Task objective: If a line in the listing below holds the word "complete", it counts toward the total; report that total alone.

········

PR #1396, opened 2026-08-30
docs(rfc): define access control

Teingi:
# Which issue or RFC does this PR close?

Closes #1395.

# Rationale for this change

PowerContext has a complete Handoff continuity model, but the current optional static Bearer authentication does not express per-user, per-Workstream, or exact-Handoff visibility. A receiver's Handoff authorization observation is also not an ACL.

This RFC defines a least-privilege Access Control boundary for transferring one exact Handoff from user A to user B while preserving the existing Handoff, Receipt, evidence, and Runtime domain semantics. It also defines a replaceable authorization-provider boundary so deployments can use the built-in store, Casbin, OpenFGA, or an AuthZEN-compatible PDP.

# What changes are included in this PR?

- Add matching English and Chinese RFC documents for Handoff Access Control.
- Define trusted Principal, resource, action, role, Access Binding, and audit models.
- Separate one-off exact-Handoff receiver grants from long-term scope roles.
- Define bounded citation-manifest evidence access without exposing the complete scope.
- Define public Access API shapes and `x-powercontext-access` OpenAPI metadata.
- Define one Server PEP shared by HTTP, MCP, and the Dashboard.
- Define `AuthorizationProvider` and optional `RelationshipWriter` integration boundaries.
- Document built-in, Casbin, OpenFGA, AuthZEN, OPA, and Cerbos provider profiles.
- Specify failure behavior, safe listing and pagination, migration modes, implementation slices, and acceptance tests.

# Are there any user-facing changes?

No released behavior changes are included. This PR adds an RFC design only. A later implementation PR would add public Access APIs, authorization configuration, 403 behavior, and Handoff receiver UX after separate review.

# How was this change tested?

- `make docs-test`
- `uv run prek run --files docs/en/rfcs/1396_handoff_access_control.md docs/zh/rfcs/1396_handoff_access_control.md`
- `git diff --cached --check`

# AI usage statement

OpenAI Codex (GPT-5) was used to inspect the existing Handoff, HTTP, MCP, and RFC contracts; draft the bilingual RFC; and run repository validation. The author directed the design scope and reviewed the resulting artifacts.

Issue #1395, opened 2026-08-30
RFC: define Handoff access control and RBAC interoperability


Teingi:
## Feature description

Define a resource-level Access Control boundary for PowerContext, using Handoff transfer as the first concrete profile.

The design should answer how user A can transfer work to user B while controlling which Handoff, evidence, and follow-up operations B can access. It should also provide an integration boundary for open-source authorization systems without putting users, roles, or ACLs into Handoff content or `scope_id`.

## Problem and proposed solution

The current Server supports an optional global static Bearer token. A valid token authenticates a caller but does not distinguish users, Workstreams, exact Handoff Revisions, or actions. The existing Handoff Receipt authorization observation records whether a receiver believes it can continue; it is not authentication or an ACL.

The proposed RFC should define:

- a trusted `PrincipalRef` established by authentication;
- one Server Policy Enforcement Point shared by HTTP, MCP, and the Dashboard;
- a replaceable `AuthorizationProvider` using subject, action, resource, and context decisions;
- an optional `RelationshipWriter` for systems that support grant mutation;
- scope roles for long-term collaboration;
- an exact `handoff.receiver` grant for one committed immutable Handoff Revision;
- citation-manifest evidence access that does not expose the complete scope;
- public Access APIs for self-checks, safe resource listing, role and Binding management, and audit;
- fail-closed 401, 403, and 503 behavior;
- adapters or conformance profiles for Casbin, OpenFGA, and AuthZEN-compatible PDPs such as OPA or Cerbos.

An exact Handoff receiver should be able to read, inspect evidence, and acknowledge only the granted Revision. This grant must not imply access to `latest`, adjacent Revisions, aggregate Handoff Reports, general Memory or Source queries, Handoff commits, Task Outcomes, tools, networks, or credentials. Continuing the Workstream requires a separate scope role.

`scope_id` remains a business partition and must not become an authorization credential or tenant proof. Runtime domain APIs should remain free of Principal, role, and permission parameters; enforcement belongs at the Server boundary.

## Alternatives considered

- **ACL fields on Handoff or scope:** couples immutable domain data to identity lifecycle and external policy management.
- **Scope roles only:** exposes more Workstream history and evidence than a one-off receiver needs.
- **Anonymous bearer share links:** make possession of a URL the identity and are difficult to audit or revoke safely.
- **Dashboard-only visibility controls:** do not protect direct HTTP or MCP calls.
- **One mandatory policy engine:** limits embedded and enterprise deployment choices.

[...]

PR #1398, opened 2026-08-30
feat(server): add access control

Teingi:

Implements #1395.

Design reference: #1396.

# Rationale for this change

The current optional static Bearer token authenticates one deployment-local caller but cannot express per-user, per-scope, or exact-Handoff visibility. Handoff Receipts also record receiver observations; they are not authorization grants.

This change adds an independent Server Access Control boundary so user A can grant user B least-privilege access to one committed Handoff Revision without exposing the surrounding scope. Runtime domain APIs remain free of Principal, role, and permission parameters, and deployments can replace the built-in decision provider and relationship store with an external authorization system.

- Add typed Principal, action, structured resource, fixed role, binding, decision, and data-minimized audit models.
- Add a built-in hierarchical RBAC provider and Server-owned relational binding/audit schema for SQLite, OceanBase, and seekDB.
- Add replaceable `AuthorizationProvider`, `RelationshipWriter`, and `AccessAuditStore` boundaries for integrations such as OpenFGA, Casbin, Oso, or an AuthZEN-compatible PDP.
- Add `/v1/access/me`, check, batch-check, safe resource listing, role listing, binding management, and audit APIs plus typed Python SDK methods.
- Annotate protected OpenAPI operations with generated `x-powercontext-access` requirements and enforce them at one Server PEP before Runtime dependencies or business metrics.
- Preserve the authenticated Principal across the MCP internal ASGI bridge while still executing authorization for logical MCP operations.
- Add `disabled`, `legacy-static-admin`, and `enforced` rollout modes; the default legacy mode preserves the existing static-token administrator behavior.
- Add English and Chinese configuration and HTTP API documentation.
- Fix OceanBase Handoff trigger cursor creation to avoid an incompatible nested SAVEPOINT while retaining SQLite's concurrent-insert behavior.
- Add focused Access Control, HTTP, MCP, SDK, OpenAPI, persistence, and Server tests.

Yes. Authenticated deployments gain public Access APIs, stable 403 behavior, exact-Handoff receiver grants, Access audit records, and two Access configuration settings. Existing static-token deployments remain compatible through the default `legacy-static-admin` mode.

The change adds Server-owned Access tables but does not add identity or ACL fields to Handoff, Source, Memory, Work, or other Runtime domain records. `scope_id` remains a business partition rather than an authorization credential.

# How was this change tested?

- `PRE_COMMIT_HOME=/tmp/powercontext-prek-cache make check`
- `.venv/bin/python -m pytest -q -p no:cacheprovider` (`974 passed, 9 skipped`)
- `make contract-test` (`30 passed`)
- `make docs-test`
- Real configured acceptance journey using the local `.env` OceanBase, generation LLM, and Embedding provider:
  - persisted and vector-searched Memory;
  - generated, finalized, and committed a real Handoff;
  - granted one exact Revision from A to B;
  - verified HTTP allow/deny boundaries, MCP Principal propagation, audit redaction, restart persistence, revocation, and post-revocation denial;
  - revoked the test binding and removed the failed-run Runtime fixture while preserving append-only low-sensitivity audit evidence.

# AI usage statement

OpenAI Codex (GPT-5) was used to inspect the repository contracts, implement the Access Control layer and generated API changes, diagnose the real OceanBase SAVEPOINT failure, and run the validation described above. The author directed the design and publication scope.


src/powercontext/server/authz/models.py
```diff
@@ -0,0 +1,465 @@
...
+        scope_id: str,
+        *,
+        family: str,
+        artifact_id: str,
+        selector: MemoryEntrySelector | None = None,
+    ) -> ResourceRef:
+        return cls(
+            type=AccessResourceType.ARTIFACT,
+            scope_id=scope_id,
+            identity=ArtifactIdentity(family=family, artifact_id=artifact_id),
```
PsiACE, line 211: `ResourceRef` drops the revision, so a grant also covers adjacent and future revisions. Is this intentional despite RFC 1396 requiring exact-revision access?

src/powercontext/server/app.py
```diff
@@ -1444,36 +2056,94 @@ async def finalize_handoff(
...
+            memory = citation.memory_citation
+            resource = ResourceRef.artifact(
+                scope_id,
+                family=memory.memory_ref.family,
+                artifact_id=memory.memory_ref.artifact_id,
+                selector=MemoryEntrySelector(entry_id=memory.entry_id),
+            )
+        else:
+            return False
+        decision = await access.check(principal, action, resource, context=context)
```
PsiACE: Citation checks require separate scope or artifact access, so a Handoff receiver cannot inspect its evidence. Is this intended despite the manifest-only access defined by the RFC?

src/powercontext/server/settings.py
```diff
@@ -122,19 +122,33 @@ def validate_path(cls, value: str) -> str:
...
             raise MissingBearerTokenError("Bearer token is required when authentication is enabled")  # noqa: TRY003
+        if self.provider != "static-bearer" and self.token is not None:
+            raise ValueError("AUTH_TOKEN is only valid for AUTH_PROVIDER=static-bearer")  # noqa: TRY003
         return self
 
 
+class AccessControlConfig(BaseModel):
+    """Server security profile and deployment-local authorization identity."""
+
+    mode: Literal["disabled", "enforced"] = "disabled"
```
PsiACE, line 148: `legacy-static-admin` was removed, so existing static-token configurations fail validation. Is this compatibility break intentional?

src/powercontext/http/_generated/models.py
```diff
@@ -21,6 +21,397 @@
...
+        extra="forbid",
+    )
+    type: Type4
+    entry_id: Annotated[StrictStr, Field(max_length=128, min_length=1, pattern="^[\\x21-\\x7E]+$")]
+
+
+class AccessArtifactIdentity(BaseModel):
+    model_config = ConfigDict(
+        extra="forbid",
+    )
```
thunguo, line 156: This collapses an exact Artifact or Memory grant into a version-independent logical resource: ArtifactIdentity has no revision, and MemoryEntrySelector has no entry version, so the same binding authorizes adjacent and future content. The new E2E test at tests/e2e/test_access_control_http.py:178-181 demonstrates the leak by allowing an exact receiver to read a later latest revision. Please include the positive Artifact revision (and Memory entry_version_id) in the authorization identity and all persistence/wire representations. If ownership is intentionally logical, use a separate owner identity rather than making exact access bindings versionless, and add negative tests for adjacent and future versions.

src/powercontext/server/app.py
```diff
@@ -2072,19 +3196,325 @@ def _add_route(
...
+        return ((AccessAction.SCOPE_READ, ResourceRef.scope(scope_id)),)
+    resource = (
+        _artifact_resource(payload, "revision", family="handoff")
+        if selection == "exact"
+        else ResourceRef.artifact(scope_id, family="handoff", artifact_id="handoff")
+    )
+    return (
+        (AccessAction.ARTIFACT_READ, resource),
+        (AccessAction.HANDOFF_EVIDENCE_INSPECT, resource),
+    )
```
thunguo, line 3692: selection=latest falls through to the exact-resource branch and is authorized with artifact.read plus handoff.evidence.*. A principal holding only a narrow Handoff grant can therefore resolve a newer revision that was never granted; the added E2E test currently asserts this behavior. Please require scope.read for latest and reserve the exact-resource resolver for selection=exact, then add a regression test proving that an exact-only receiver gets 403 for latest.

openapi/powercontext.yaml
```diff
@@ -982,6 +1082,80 @@ paths:
...
           $ref: "#/components/responses/Unauthorized"
+        "403":
+          $ref: "#/components/responses/Forbidden"
+        "422":
+          $ref: "#/components/responses/InvalidRequest"
+        "503":
+          $ref: "#/components/responses/Unavailable"
+        "500":
+          $ref: "#/components/responses/InternalError"
+  /v1/skills/publication-targets/list:
```
thunguo: Both publication endpoints reuse exact_skill_access, which resolves only to artifact.read. This lets an artifact.viewer perform a host-side write through /v1/skills/publish; Dashboard publish/unpublish has the same missing mutation permission, because its additional server.observe check is also read-only. Please add the RFC-defined skill.publish action and skill.publisher role, and require artifact.read plus skill.publish on the same exact revision for target listing, publish, and unpublish. Add negative tests proving that artifact.viewer can retrieve the Skill but cannot mutate any publication target.

src/powercontext/server/authz/service.py
```diff
@@ -0,0 +1,1447 @@
...
+                decisions.append(AccessDecision(True, "authenticated", revision))
+                continue
+            owner = (
+                await self._repository.get_artifact_owner(request.resource)
+                if request.resource.type is AccessResourceType.ARTIFACT
+                else None
+            )
+            if request.resource.type is AccessResourceType.ARTIFACT and owner is None:
+                decisions.append(AccessDecision(False, "artifact-owner-pending", revision))
+                continue
```
thunguo, line 377: Every Artifact decision returns artifact-owner-pending before evaluating server, scope, or exact bindings when no owner row exists. Artifacts created while access control was disabled have no such row and there is no startup backfill; I reproduced an enforced restart where even the bootstrap server.admin receives 503 for an existing Handoff. Creation also commits domain state before writing the owner, so a relationship-store failure leaves committed data with no in-product recovery path. Please add an idempotent, audited migration/preflight and make owner establishment transactional or durably recoverable (for an external store, for example via reservation/outbox), with disabled-to-enforced and failure-injection tests.

src/powercontext/server/authz/authzen.py
```diff
@@ -0,0 +1,202 @@
...
+            response.raise_for_status()
+            value = response.json()
+        except (httpx.HTTPError, ValueError, TypeError) as error:
+            raise AccessUnavailableError from error
+        if not isinstance(value, Mapping):
+            raise AccessUnavailableError
+        return value
+
+
+def _access_request(request: AccessRequest) -> dict[str, object]:
```
thunguo, line 117: AccessRequest.context contains trusted actor and subject_groups facts, but this adapter silently drops both. An external PDP therefore cannot enforce group membership or on-behalf-of actor constraints and can disagree with Builtin/Casbin for the same authenticated request. Please serialize these facts in a versioned, namespaced AuthZEN context (including the issuer-qualified identity), or reject configurations that claim unsupported capabilities, and add payload-level and cross-provider conformance tests.

src/powercontext/server/authz/models.py
```diff
@@ -0,0 +1,465 @@
...
+
+        return self.id
+
+
+AccessSubjectRef: TypeAlias = PrincipalRef | GroupRef
+
+
+@dataclass(frozen=True, slots=True)
+class ArtifactIdentity:
+    """Version-independent identity of one logical Artifact."""
```
Kairo-J, line 139: This identifier does not include version information. Consequently, granting access to version 1 also grants access to version 2 and subsequent versions of the same artifact.

Is this the intended behavior? If not, please include version information in the resource identifier and add a test to ensure that access to other versions is denied.

openapi/powercontext.yaml
Teingi: This is also intentional in the first version. Host-local Skill publish/unpublish is modeled as a projection operation that does not mutate the source Skill identity or Revision. Its selected boundary is `server.observe` plus logical Skill `artifact.read`; remote publication instead requires `scope.admin` plus logical Skill read. RFC 1396 documents those requirements in the trust invariants and Artifact Family operation table. We are therefore not adding a separate `skill.publish` action or `skill.publisher` role in this RFC.

src/powercontext/server/app.py
Teingi: This is intentional for a logical Handoff grant. Both `selection=exact` and `selection=latest` may read existing and future Revisions of the same logical Handoff; `selection=prepared` still requires `scope.read`, and the grant does not expose another Handoff or any parent-scope collection. RFC 1396 invariant 7 and the Handoff operation table specify the same logical-resource requirements for exact and latest selection. I will keep `latest` on the narrow logical-Handoff path.

src/powercontext/server/authz/models.py
Teingi: Yes, this is the intended behavior. Access is granted to the logical Artifact identity across its existing and future Revisions, while write, lifecycle, and next-Revision operations remain restricted to the owner. RFC 1396 explicitly excludes Revision fields from the Access Resource and Binding, and the acceptance tests cover future-Revision visibility. I will keep this identifier version-independent.

src/powercontext/http/_generated/models.py
Teingi: This is intentional. The authorization object is the logical share unit, not an exact-Revision grant: an Artifact uses `{family, artifact_id}`, and a Memory entry adds only its logical `entry_id` selector. Revision and `entry_version_id` remain business-selection fields and deliberately do not enter the Binding. The Binding therefore covers existing and future versions of the same logical identity, while all mutations remain owner-only. RFC 1396 now states this explicitly in “Sharing other Artifact Families,” invariants 7 and 10, and the Artifact Family operation requirements. The E2E assertion protects that intended behavior, so I will keep the authorization identity version-independent.

src/powercontext/server/authz/authzen.py
Teingi: Fixed in 82572ef3. The AuthZEN adapter now forwards the trusted actor and subject_groups under context.powercontext for both point and batch evaluations. The payload-level test pins the wire shape, and the conformance test verifies that AuthZEN agrees with Builtin and Casbin for group-based decisions. I intentionally did not add a schema version because this contract has not been released yet. Identities use the deployment-wide opaque IDs already normalized by the Authentication Provider, so there is no separate caller-supplied issuer field. The bilingual RFC now documents this boundary.

PsiACE (commented):
I noticed two behaviors in `resources/list`:

- An Experience or Skill created through the base Artifact API can be shared and read by the grantee, but it does not appear in `/v1/access/resources/list` because discovery only scans approved candidates.
- A `server.admin` calling `/v1/access/resources/list` for `scope.admin` Scopes receives a 503 because the server-level parent constraint is rejected, even though this action/resource combination is accepted by validation.

Could you confirm whether these are intended limitations for this version? Other than these, LGTM.

Zxf-xufeng (approved):
LGTM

········

Exercise solution: 3